[DATA SECTION — start]
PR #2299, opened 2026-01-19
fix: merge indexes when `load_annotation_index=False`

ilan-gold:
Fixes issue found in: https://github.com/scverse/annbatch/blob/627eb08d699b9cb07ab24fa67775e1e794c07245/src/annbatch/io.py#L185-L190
[DATA SECTION — finish]
An exact copy of the listing above is all the answer should hold.

PR #2299, opened 2026-01-19
fix: merge indexes when `load_annotation_index=False`

ilan-gold:
Fixes issue found in: https://github.com/scverse/annbatch/blob/627eb08d699b9cb07ab24fa67775e1e794c07245/src/annbatch/io.py#L185-L190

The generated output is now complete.